The U.S. and the U.K. have launched precision airstrikes on Houthi sites in Yemen. U.S. officials say that airstrikes hit more than 60 targets after weeks of continuous Houthi attacks on ships bound for Israel. Due to the escalation of tensions in the Red Sea that preceded the U.S.-led airstrikes, many large companies were forced to redirect their shipments, opting for longer journeys around southern Africa rather than the typical route through the Suez Canal.

The impact on commercial shipping was a critical factor in the U.K.’s involvement, as its companies derive considerable income from insuring ships going through the Suez Canal. Therefore, London, more so than others, is interested not only in the smooth functioning of this shipping route but also in ensuring that there are no other viable alternatives.

For the U.S., however, countering the Houthi activities is not only about the practical matter of safeguarding commercial shipping, but also involves a more serious reputation issue. After all, Hamas’ attack on Israel last Oct. 7 dealt a massive blow to U.S. standing in the region. In particular, as a consequence of the attack, the process of reconciliation between Israel and Saudi Arabia, actively brokered by Washington, was put on hold. This reconciliation would have been critical to launching a new Washington-backed trade route from India through Israel and Saudi Arabia to Europe. The parties outlined the goals of creating this trade route after the Group of 20 summit last September.

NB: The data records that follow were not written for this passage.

PR #236, opened 2023-09-13
add bitlifi wallet to README.md

gorrdy:
Wallet Bitlifi now supports these luds, 01, 03, 06, 16


hsjoberg:
Great!

andrerfneves:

So, the situation in Gaza thwarted plans to create a new trade route, while the Houthi attacks effectively blocked the current main shipping route through the Red Sea and Suez Canal. The immediate solution has been to ship goods via a much longer route around southern Africa. Alternatively, countries could consider the economic and logistical benefits of China’s “Belt and Road Initiative” project, which is developing new trade routes from Asia to Europe.

Of course, the Americans cannot allow China, their main rival, to provide such a solution. Before the escalation of the crisis in the Middle East, it was quite possible to argue that the U.S. was positioned most favorably to control the key global trade routes. After all, the special military operation in Ukraine reduced the prospects of launching the transit branch of the “Belt and Road Initiative” through Russia. Moscow’s shipping route project — the Northern Sea Route — was also subjected to the most powerful sanctions.

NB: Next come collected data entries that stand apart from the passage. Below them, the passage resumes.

PR #221, opened 2023-02-03
183 revisit linearize transformation

IgnaceBleukx:
First version of the new linearization transformation.

Work in progress and some tests are still failing! Mainly due to the `!=` linearization.
For this operator, we can either do the traditional big-M implemention or use indicator constraints.
For the latter one, we risk introducing unsupported constraints depending on lhs and rhs of original `!=` constraint...
To be discussed.


cpmpy/transformations/linearize.py
```diff
@@ -5,190 +5,183 @@
...
-            if isinstance(rhs, _NumVarImpl):
-                # Vars on rhs of linexpr not supported in indicator constraints
-                if isinstance(lhs, _NumVarImpl):
-                    new_lhs = lhs + (-1) * rhs
-                elif lhs.name == "sum":
-                    new_lhs = Operator("wsum", [[1]*len(lhs.args) + [-1], lhs.args + [rhs]])
-                elif lhs.name == "wsum":
-                    new_lhs = lhs + (-1 * rhs)
+        if isinstance(cond, _BoolVarImpl) and isinstance(sub_expr, _BoolVarImpl):
+            # shortcut for BV -> BV exprs
```
tias, line 82: this can be more uniform/explicit, that BV1 -> BV2 equals ~BV1 | BV2 equals ((1-BV1) + BV2 >= 1) where in case of BV being a negboolview an additional NBV=(1-BV) is applied.
but then I guess you purposefully already group the consts? Can be a bit more expl in docs still : )

cpmpy/transformations/linearize.py
```diff
@@ -5,190 +5,183 @@
...
-        if len(lhs.args) == 2:
-            # multiplication of var and constant
-            if _wsum_should(lhs):
-                return [Comparison(cpm_expr.name, Operator("wsum", _wsum_make(lhs)), rhs)]
-            return [cpm_expr]
+        # BV -> LinExpr
+        if isinstance(cond, _BoolVarImpl):
+            lin_sub = linearize_constraint(sub_expr, supported=supported)
+            return [cond.implies(lin) for lin in lin_sub]
+        # # LinExpr -> BV Updated: unsupported by new grammar
```
tias, line 99: it will not appear in the input grammar?
or it can but then wont be supported? Because equiv to ~bv -> ~linexpr, which we could do somewhere

cpmpy/transformations/linearize.py
```diff
@@ -5,190 +5,183 @@
...
-            var, cons = get_or_make_var(var * arg)
-            constraints += cons
 
-        return constraints + [Comparison(cpm_expr.name, var, rhs)]
+        # linearize unsupported operators
+        if lhs.name not in supported: # TODO: add mul, (abs?), (mod?), (pow?)
+            if isinstance(lhs, _NumVarImpl) and is_num(rhs):
+                pass
+            elif isinstance(lhs, _NumVarImpl) and isinstance(rhs, _NumVarImpl):
+                lhs, rhs = lhs + -1 * rhs, 0  # bring numvar to lhs
```
tias, line 114: use 2 lines please : )

cpmpy/transformations/linearize.py
```diff
@@ -247,185 +219,52 @@ def only_positive_bv(cpm_expr):
...
-
-
-    if isinstance(cpm_expr, Operator) and cpm_expr.name == "->":
+            if isinstance(lhs,NegBoolView):
+                lhs, rhs = -lhs._bv, rhs - 1
+
+        elif lhs.name == "sum":
+            weights = [-1 if isinstance(a, NegBoolView) else 1 for a in lhs.args]
+            lhs = sum(w * a._bv if isinstance(a, NegBoolView) else w * a for w,a in zip(weights,lhs.args))
+            rhs -= sum(w < 0 for w in weights)
```
tias, line 233: a bit obscure... isn't a generic function possible that gets w_lhs, w_exp, rhs as input and outputs the same but without negboolviews?

cpmpy/solvers/gurobi.py
```diff
@@ -266,7 +266,7 @@ def transform(self, cpm_expr):
         cpm_cons = flatten_constraint(cpm_expr)  # flat normal form
         cpm_cons = reify_rewrite(cpm_cons, supported=frozenset(['sum', 'wsum']))  # constraints that support reification
         cpm_cons = only_bv_implies(cpm_cons)  # anything that can create full reif should go above...
-        cpm_cons = linearize_constraint(cpm_cons)  # the core of the MIP-linearization
+        cpm_cons = linearize_constraint(cpm_cons, supported=frozenset({"sum", "wsum", "sub", "min", "max","mul", "abs","pow","div"}))  # the core of the MIP-linearization
```
JoD, line 269: - I cannot see a situation where keeping "sub" is better than just translating it to a "wsum". I'd drop it.
- We will also need a separate transformation for "min", "max", "abs".
- Could "mod" be missing?

cpmpy/transformations/linearize.py
```diff
@@ -5,190 +5,183 @@
...
-- Boolvar -> LinExpr == Constant
-- Boolvar -> LinExpr >= Constant
-- Boolvar -> LinExpr <= Constant
+Where BoolVar is a boolean variable or its negation.
 
+General comparisons or expressions
+-----------------------------------
+- GenExpr                               (GenExpr.name in supported, GenExpr.is_bool())
+- GenExpr == Var/Constant               (GenExpr.name in supported)
+- GenExpr <= Var/Constant               (GenExpr.name in supported)
```
JoD, line 35: `GenExpr.is_num()`

cpmpy/transformations/linearize.py
```diff
@@ -5,190 +5,183 @@
...
-        return [cpm_expr >= 1]
+            return [sum([cpm_expr._bv]) <= 0]
+        return [sum([cpm_expr]) >= 1]
 
+    # conjunction
     if cpm_expr.name == "and":
-        if all(arg.is_bool() for arg in cpm_expr.args):
-            return [sum(cpm_expr.args) >= len(cpm_expr.args)]
-        raise Exception("Numeric constants or numeric variables not allowed as base constraint")
+        return [sum(cpm_expr.args) >= len(cpm_expr.args)]
```
JoD, line 70: Ideally, no negated variables are left in these sums. E.g., the negation is removed for `# boolvar`. Here it is not. I'd vote to remove it at this point (it is typically only a matter of changing signs and rhs), as it would fit more closely with a true linearization.

cpmpy/transformations/linearize.py
```diff
@@ -5,190 +5,183 @@
...
-                    new_lhs = lhs + (-1) * rhs
-                elif lhs.name == "sum":
-                    new_lhs = Operator("wsum", [[1]*len(lhs.args) + [-1], lhs.args + [rhs]])
-                elif lhs.name == "wsum":
-                    new_lhs = lhs + (-1 * rhs)
+        if isinstance(cond, _BoolVarImpl) and isinstance(sub_expr, _BoolVarImpl):
+            # shortcut for BV -> BV exprs
+            if isinstance(cond, NegBoolView):
+                if isinstance(sub_expr, NegBoolView):
+                    return [cond + -1 *sub_expr >= 0] # ~BV -> ~BV
```
JoD, line 85: Will this yield a weighted sum or a sum with a multiplication?

cpmpy/transformations/linearize.py
JoD: Yeah, it can happen and it should be supported. In general, it requires new variables though.

E.g. `x==y -> p` as input should lead to `aux1 or aux2 or p`, `aux1 -> x>y`, `~aux1 -> x<=y`, `aux2 -> x<y`, `~aux2 -> x>=y`, which can all be translated with previous methods.

I am not sure what "new grammar" refers to here. The new grammar we discussed on https://github.com/CPMpy/cpmpy/issues/183#issuecomment-1412363735 is the grammar that linearize outputs, so it does not restrict the input.

cpmpy/transformations/linearize.py
```diff
@@ -5,190 +5,183 @@
...
 
-        return constraints + [Comparison(cpm_expr.name, var, rhs)]
+        # linearize unsupported operators
+        if lhs.name not in supported: # TODO: add mul, (abs?), (mod?), (pow?)
+            if isinstance(lhs, _NumVarImpl) and is_num(rhs):
+                pass
+            elif isinstance(lhs, _NumVarImpl) and isinstance(rhs, _NumVarImpl):
+                lhs, rhs = lhs + -1 * rhs, 0  # bring numvar to lhs
+
+            elif lhs.name == "sub":
```
JoD, line 116: Aha, here `sub` is linearized, so it should be erased from `supported`.

cpmpy/transformations/linearize.py
```diff
@@ -5,190 +5,183 @@
...
+                constraints = [sum(sigma) == 1]
+                constraints += [sum(np.arange(n) * sigma) == idx]
+                # translation with implication:
+                constraints += [s.implies(Comparison(cpm_expr.name, a, cpm_expr.args[1])) for s, a in zip(sigma, arr)]
+                return linearize_constraint(constraints, supported=supported)
+
+            # other global constraints
+            elif isinstance(lhs, GlobalConstraint) and hasattr(lhs, "decompose_comparison"):
+                decomp = lhs.decompose_comparison(cpm_expr.name, rhs)
+                return linearize_constraint(flatten_constraint(decomp),supported=supported)
```
JoD, line 137: Do we not assume everything unsupported is already flattened? Otherwise, could, e.g., a `sum` expression also have nested terms?

cpmpy/transformations/linearize.py
```diff
@@ -5,190 +5,183 @@
...
+
+        # now fix the comparisons themselves
+        if cpm_expr.name == "<":
+            new_rhs, cons = get_or_make_var(rhs - 1)
+            return [lhs <= new_rhs] + cons
+        if cpm_expr.name == ">":
+            new_rhs, cons = get_or_make_var(rhs + 1)
+            return [lhs >= new_rhs] + cons
+        if cpm_expr.name == "!=":
+            # Big-M implementation, ensure no new reifications are added
```
JoD, line 168: - a new (smart) reification *is* added, see `z=boolvar()`.
- we count on solvers to do their own Big-M by allowing the `BoolVar -> LinExpr` output. We do this because we hope they can do it more efficiently. The same assumption should hold here, so we should just translate to that type of constraint.
- so just add `z -> linearize(lhs > rhs)` and `~z -> linearize(lhs < rhs)`?

cpmpy/transformations/linearize.py
```diff
@@ -247,185 +219,52 @@ def only_positive_bv(cpm_expr):
...
-        if isinstance(lhs, Operator) and (lhs.name == "sum" or lhs.name == "wsum"):
-
-            nn_subsexpr = only_positive_bv(subexpr)
-            return linearize_constraint([cond.implies(nn_expr) for nn_expr in nn_subsexpr])
-        else:
-            raise NotImplementedError(f"Operator {lhs} is not supported on left right hand side of implication in {cpm_expr}")
+        if isinstance(cond, _BoolVarImpl): # BV -> Expr
+            subexpr = only_positive_bv(subexpr)
+            return[cond.implies(expr) for expr in subexpr]
+        # else: # Expr -> BV Update: Unsupported by new grammar
```
JoD, line 257: Here this is ok :)

cpmpy/transformations/linearize.py
JoD: I see that below, the `only_positive_bv` takes care of this. Good. But then we do not need to do it above either.

JoD:
Looks like it will be a nice improvement!

If we want to be really thorough, we could add a check that tests whether the output adheres to the predefined grammar, and run it during testing. We can use that same method to check the input of other transformations, e.g., `only_positive_bv`, and be more confident that the code does what it is supposed to.

cpmpy/transformations/linearize.py
JoD: Also, this linearization will not work when the `LinExpr` is nested, e.g., `p -> x!=y`. Here we do need both reifications.

cpmpy/solvers/gurobi.py
IgnaceBleukx: Gurobi supports `sub` in its API (see `_make_numexpr`) above so I thought it would be best to let Gurobi handle it themselves :)

JoD: This is  gurobi-specific. If `sub` is not passed in `supported`, it will be transformed anyway.

JoD: So the rationale behind `supported` is that anything that is natively supported by the solver. `mod` is not, so linearize will complain, which is ok.

cpmpy/transformations/linearize.py
JoD: Conclusion after discussion: current approach seems fine, except that we want to keep the newly introduced reification when not nested (as there is no risk of infinite recursive reifications).

IgnaceBleukx:
Updated some more, I think it is ready to put it into master.
Bigtest is failing on this branch as there is a model `football16650495281380026` that has a constraint `~bv >= False` which should not be possible to write after our discussion on using booleans as integers.

tias:
if you typecheck/throw a 'notallowed' error somewhere at expression level on x >= False, then the bigtest test will skip : )

Wout4:
i thought this is a case where we can just transform it into x >= 0?

tias:
hmm, you are right, we agreed that Booleans can be used as integer, so bv > False and iv > False should both be possible, its iv & bv that is not allowed. This will be for a new 'simplify_constants' or so transformation, it might become a bit tricky/ugly for Boolean constants used as integer... e.g. 1+BoolVal(False) >= boolvar...

IgnaceBleukx:
I'll start by implenting the new transformation removing BoolVals from integere experessions, than this issue is solved as well.

cpmpy/solvers/gurobi.py
```diff
@@ -265,12 +265,12 @@ def transform(self, cpm_expr):
...
         # expressions have to be linearized to fit in MIP model. See /transformations/linearize
         cpm_cons = flatten_constraint(cpm_expr)  # flat normal form
-        cpm_cons = decompose_global(cpm_cons, supported={"min","max", "element", "alldifferent"}) #element and alldiff have specialized MIP decomp in linearize
+        cpm_cons = decompose_global(cpm_cons, supported={"min","max","alldifferent"}) # alldiff has specialized MIP decomp in linearize
         cpm_cons = reify_rewrite(cpm_cons, supported=frozenset(['sum', 'wsum']))  # constraints that support reification
         cpm_cons = only_bv_implies(cpm_cons)  # anything that can create full reif should go above...
-        cpm_cons = linearize_constraint(cpm_cons)  # the core of the MIP-linearization
         cpm_cons = only_numexpr_equality(cpm_cons, supported=frozenset(["sum", "wsum", "sub"]))  # supports >, <, !=
-        cpm_cons = only_positive_bv(cpm_cons)  # after linearisation, rewrite ~bv into 1-bv
+        cpm_cons = linearize_constraint(cpm_cons, supported=frozenset({"sum", "wsum","sub","min","max","mul","abs","pow","div"}))  # the core of the MIP-linearization
```
JoD, line 272: So `wsum, sum, sub, min, max, mul, div, abs` etc. remain after linearize? Is there a transformation that turns all of these into `wsum`s?

cpmpy/solvers/gurobi.py
```diff
@@ -265,12 +265,12 @@ def transform(self, cpm_expr):
...
+        cpm_cons = only_positive_bv(cpm_cons)  # after linearization, rewrite ~bv into 1-bv
```
JoD, line 273: Can we have `5*~bv` as input here, so that it is transformed to `5*(1-bv)`? How do we avoid introducing nested expressions here?

cpmpy/transformations/linearize.py
```diff
@@ -5,190 +5,187 @@
...
-        lin_comps = linearize_constraint(sub_expr)
-        lin_exprs = []
-        for l_expr in lin_comps:
-            lhs, rhs = l_expr.args
-            if lhs.name == "mul" and _wsum_should(lhs):
-                # multiplication with var and constant, convert to wsum
-                lhs = Operator("wsum", _wsum_make(lhs))
+        # xor
+        elif cpm_expr.name == "xor" and len(cpm_expr.args) == 2:
+            return [sum(cpm_expr.args) >= 1]
```
JoD, line 83: `return [sum(cpm_expr.args) == 1]` ?

JoD: Note: for `xor` of arbitrary length, this works too if we allow an auxiliary variable, e.g., `xor(p,q,r,s,t)` becomes `p+q+r+s+t == 1+2*auxiliary`.

cpmpy/transformations/linearize.py
```diff
@@ -5,190 +5,187 @@
...
+        # reification
+        elif cpm_expr.name == "->":
+            # determine direction of implication
+            cond, sub_expr = cpm_expr.args
+            assert isinstance(cond, _BoolVarImpl), f"Linearization of {cpm_expr} is not supported, lhs of implication must be boolvar. Apply `only_bv_implies` before calling `linearize_constraint`"
 
-        return [cond.implies(l_expr) for l_expr in lin_exprs]
+            if isinstance(cond, _BoolVarImpl) and isinstance(sub_expr, _BoolVarImpl):
+                # shortcut for BV -> BV, convert to disjunction and apply linearize on it
+                return linearize_constraint(~cond | sub_expr, reified=reified)
```
JoD, line 93: What if `cond` is a negation, e.g., `~p`? Do we introduce double negation then? Can `only_positive_bv` fix this?

In general, I'd expect to not introduce more negations if not needed. Perhaps this could become `linearize_constraint(sub_expr >= cond)`?

cpmpy/transformations/linearize.py
```diff
@@ -5,190 +5,187 @@
...
-            constraints += cons
 
-        return constraints + [Comparison(cpm_expr.name, var, rhs)]
+        if isinstance(lhs, _NumVarImpl) and isinstance(rhs, _NumVarImpl):
+            # bring numvar to lhs
+            lhs = 1 * lhs + -1 * rhs
+            rhs = 0
+
+        # linearize unsupported operators
+        elif isinstance(lhs, Operator) and lhs.name not in supported: # TODO: add mul, (abs?), (mod?), (pow?)
```
JoD, line 110: mul, div, mod, pow are not linearizable unless in special circumstances (e.g., div/mul by constant). `abs` will be fixed as a global constraint.

cpmpy/transformations/linearize.py
```diff
@@ -5,190 +5,187 @@
...
+
+            if lhs.name == "sub":
+                # convert to wsum
+                lhs = sum([1 * lhs.args[0] + -1 * lhs.args[1]])
```
JoD, line 114: I do not understand why sometimes we translate to a `+` over `*`, sometimes a `sum` sometimes a `wsum`. Should it not mostly be a `wsum`, and exceptionally a `sum` (if all weights are exactly 1)?

In this case, the two terms probably need to be split, i.e., `lhs = sum([1 * lhs.args[0] , -1 * lhs.args[1]])` (`,` instead of `+`).

cpmpy/transformations/linearize.py
```diff
@@ -5,190 +5,187 @@
...
+
+            elif lhs.name == "mul" and is_num(lhs.args[0]):
+                lhs = Operator("wsum",[[lhs.args[0]], [lhs.args[1]]])
+            else:
+                raise TransformationNotImplementedError(f"lhs of constraint {cpm_expr} cannot be linearized, should be any of {supported | set(['sub'])} but is {lhs}. Please report on github")
```
JoD, line 119: There may be more cases we can cover, e.g., `3*x*5` can be linearized.

cpmpy/solvers/gurobi.py
IgnaceBleukx: For gurobi these indeed remain in the expressions.
`sub, min, max` (and soon `abs`)  will be linearized if they are not part of the supported set.
`mul` gets linearized to a `wsum` of one argument if the expression consists of a constant and a variable, otherwise we raise an error as we cannot linearize `var * var`.
For the `div` case, I am not sure how to linearize floordivision? If we can do so, we can cover the same case as mul. I.e., a `var / const`

cpmpy/transformations/linearize.py
JoD: Here's what I would do with `x mod y` and `x div y`: introduce the equality `x = y*[x div y] + [x mod y]` for auxiliary symbols `[x div y]` and `[x mod y]` (with appropriate bounds). Then this will simplify to the `*` and `+` operators, which in linearize will just check that `y` is a constant, which is what we want.

cpmpy/transformations/linearize.py
JoD: And even better, make it a `wsum`: `lhs = wsum([1, -1], [lhs.args[0], lhs.args[1]])` ?

cpmpy/solvers/gurobi.py
IgnaceBleukx: Anything that comes out of linearize is either a wsum, sum or some supported expression/global constraint.
For sum and wsum, it is trivial to put all of the constants on the rhs while eliminating `~bv`.
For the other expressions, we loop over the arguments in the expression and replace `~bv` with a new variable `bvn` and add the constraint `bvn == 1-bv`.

However, the U.S. position isn’t unambiguous — Washington cannot achieve its objectives nor resolve the conflict in Gaza. And not because of Hamas, but because of the intransigence of Israel — Washington’s main ally in the Middle East. Against this background, pro-Iranian militias are repeatedly attacking American military bases in Syria and Iraq, and the rebels even managed to strike the U.S. Embassy in Baghdad several weeks ago. In other words, the hegemon is under attack from different sides, but so far, it seems to have hardly noticed, except for conducting occasional retaliatory strikes on Iraq. But even these small-scale retaliatory strikes have caused Iraq’s Prime Minister Mohammed Shia al-Sudani to raise the issue of withdrawing American troops from Iraq, troops which Baghdad initially invited to participate in the fight against the Islamic State group (which is banned in Russia).

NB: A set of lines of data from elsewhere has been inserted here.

PR #222, opened 2023-02-07
flatten: avoid unnecessary sum decompositions

tias:
Alternative and more extensive version of the optimisations Emilio implemented in the #114 branch.

 I think its fairly solid, please have a look


sourdough-bread (approved):
Looks good. For the test_flatten, I think we should give a specific name to the integer variables (self.iv) and boolvars (self.bv) which are stringified during the tests to ensure no errors if extra variables are created.

Issue #219, opened 2023-01-26
to_cnf: to CNF encoding of cardinality constraints


sourdough-bread:
```Python
b, x, y, z = boolvar(4)
c1 = b.implies(x+y+z <=1)
c2 = ~b | (x+y+z <=1)
```
The implication `c1` is translated to an `OR` constraint in `to_cnf(c1)`:
```Python
[(~BV0) or (sum([BV1, BV2, BV3]) <= 1)]
```
and `c2`is decomposed in `to_cnf(c2)` as:
```Python
[(~BV0) or (BV4),
 (sum([BV1, BV2, BV3]) > 1) or (BV4),
 (~BV4) or (sum([BV1, BV2, BV3]) <= 1)]
```
potentially introducing a loop.

JoD:
Where exactly do you see the potential loop?

sourdough-bread:
> Where exactly do you see the potential loop?

```Python
c2 = ~b | (x+y+z <=1)
```
is the same expression as

```Python
(~BV4) or (sum([BV1, BV2, BV3]) <= 1)]
```
Which means there is no decomposiiton of the `c2` constraint. If it's already in CNF, it should return the c2 constraint instead of creating extra constraint:
```Python
(~BV0) or (BV4),
 (sum([BV1, BV2, BV3]) > 1) or (BV4)
```

tias:
There might be something bigger at play.

```
bv0 = boolvar()
bvs = boolvar(3)
Model(bv0 | Xor(bvs)).solve("ortools")
```

does not work either. The 'Xor' global constraint is not flattened. For any solver.

Fixing that might also fix the `c2 = ~b | (x+y+z <=1)` case.

(note that the above was sidestepped in #204 by adding globalconstraint decomp in to_cnf, but so the problem is deeper)

tias:
what I reported was a different issue I now realize, which is also resolved in the mean time.

@sourdough-bread the derivation of c2 follows the CNF rules:

`~b | (x+y+z <=1)` is translated into `[~b | auxbv, auxbv == (x+y+z <=1)]` with the double reification split into `[~b | auxbv, auxbv -> (x+y+z <=1), auxbv <- (x+y+z <=1)]` with the latter one flipped to a right-pointing implication `[~b | auxbv, auxbv -> (x+y+z <=1), ~auxbv -> (x+y+z > 1)]` and then both implications converted to a disjunction.

[...]

PR #223, opened 2023-02-10
Transformations care, for to_cnf

tias:
Started from #219 which showed that `to_cnf` should not remove implications on non-clauses.

Then wondered whether `only_bv_implies` does not already do that, and fixed/added some optimisations to that and flatten along the way.

Indeed, after flatten and only_bv_implies; the only thing remaining to get a CNF (on the logical part) is to convert implications over a clause into a clause... easy peasy.

this makes to_cnf a kind of meta-transformation that combines a number of existing transformations...


tias:
Some constraint tests failing.

Interesting case:
```
bvs = boolvar(3)
bv = boolvar()
e = all(bvs) == bv
s = SolverLookup.get("pysat")
s.transform(e)
```
so `and(x1,x2,x3) == bv` is flat, but `bv -> and(x1,x2,x3)` would not be output in this branch rather `bv -> x1, bv -> x2...`

but only-bv-implies outputs `bv -> and(x1,x2,x3)`. So should only-bv-implies run flatten again?

tias:
I've reworked it to follow the new transform style.

I think some of these could make sense to move out into a 'normalize' that is run before, but I don't think that is the priority now...

Note that the origin of these changes was simplifying to_cnf, which succeeded, with fewer auxiliary variables created for other models (and tests) too.

It would be great to see this merged in rather soon...

sourdough-bread (commented):
Changed print, the rest is looking good.

sourdough-bread (approved):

In Yemen, Washington seriously tried to put those it considered out of line in their place for the first time and did so in its traditional style, clumsily. After all, it struck a blow against a sovereign country, albeit a group that opposes the official authorities, and managed to drive them out of Sanaa several years ago. The U.N. Security Council did not authorize the military action, even though it condemned the actions of the Houthis shortly before the U.S.-led strikes. Understandably, Russia and China abstained from voting. While both understand the importance of the freedom and security of commercial shipping, they don’t want to play into the hands of their direct rivals or, one could say, enemies.

So, what’s next? The Houthis have already promised to retaliate, and Washington is not ruling out new attacks on Yemen. Given the current climate, there are no guarantees that the escalation, driven in part by the situation in Gaza, will subside. Instead, the crisis could engulf the entire Middle East. Of course, Israel could halt its hostilities in Gaza, which could lead to a détente. However, no matter how events ultimately develop in the short term, they will not provide clarity on the key issues, namely safeguarding trade routes and the division of influence over global trade among the major powers — Russia, China, India, the U.S. and the U.K. Therefore, with these issues unresolved, any number of countries through which these trade routes pass face the prospect of sudden political crisis, war and terrorist attacks. After all, for the major powers, vast amounts of money and even more significant influence over the world for decades to come are at stake.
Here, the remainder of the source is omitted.